PR #2158, opened 2023-08-23
Re-enable tests

JasonYeMSFT:


alexweininger (approved):

nturinski (commented):
I think that we may still want to skip the long running tests. I'm pretty sure that we haven't converted the Azure account credentials to be compatible.

test/global.test.ts
```diff
@@ -11,7 +11,6 @@ export const longRunningTestsEnabled: boolean = !/^(false|0)?$/i.test(process.en
 
 // Runs before all tests
 suiteSetup(async function (this: Mocha.Context): Promise<void> {
-    this.skip();
```
nturinski, line 14: I think that we may still want to skip the long running tests. I'm pretty sure that we haven't converted the Azure account credentials to be compatible.

JasonYeMSFT: I explicitly set the long running tests flag to false.

alexweininger (approved):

◆ Exercise instructions: From the lines above, copy those that contain the word "nturinski".

◆ Answer space:
nturinski (commented):
nturinski, line 14: I think that we may still want to skip the long running tests. I'm pretty sure that we haven't converted the Azure account credentials to be compatible.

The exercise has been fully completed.